» **Activity**: Whenever the word "opened" appears in a line of the data below, copy that line.

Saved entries
Content starts

Issue #4625, opened 2026-06-05
Change Task Start/Duration to Interval representation


jcjones:
In https://github.com/divviup/janus/pull/4624 we discussed simplifying the representation of Tasks to use Interval, which I didn't take on immediately because it changes the data model all the way to the DB, and is a sizable change in its own right.

But it seems like a good change.

PR #4672, opened 2026-06-26
[DAP-17] TaskConf AAD Part 1: Add canonical TaskConfiguration builder and conversions

jcjones:
Foundation for binding TaskConfiguration into HPKE AADs:

- `VdafInstance::to_vdaf_config` and `BatchMode::to_batch_config` forward conversions (inherent methods, since orphan rules block `From` impls).
- `janus_core::task_config::build_task_configuration`, the single (prod, at least) path that touches endpoint URLs and the `task_interval` extension, with an encoded test vector. We'll be using this elsewhere.

Part plan:
- Part 2 is database changes, including switching database to the un-normalized URLs  (https://github.com/divviup/janus/issues/4625)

Content ends

» **Your solution**:
Issue #4625, opened 2026-06-05
PR #4672, opened 2026-06-26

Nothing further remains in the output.